[Saved entries]
PR #548, opened 2018-05-10
allow empty local address in interface config if advertised address is specified

ghost:
In our case, we want to receive rtp packets from all interfaces which all local interfaces have the same advertised address. Instead of listing all interfaces in config, an implicit 'all local addresses' way is preferred.
The real receiving interface is learned from the first received packet to make kernel forwarding works properly.

allowed format:
interface = !192.168.1.1

### DIFF
--- a/daemon/socket.c
+++ b/daemon/socket.c
@@ -3,6 +3,7 @@
 #include <unistd.h>
 #include <errno.h>
 #include <netdb.h>
+#include <netinet/in.h>
 #include <netinet/ip.h>
 #include <netinet/ip6.h>
 #include <netinet/udp.h>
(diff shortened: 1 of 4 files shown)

EXERCISE DESCRIPTION
Work out how many lines of the data hold the string "include". State only that number.

RESPONSE
7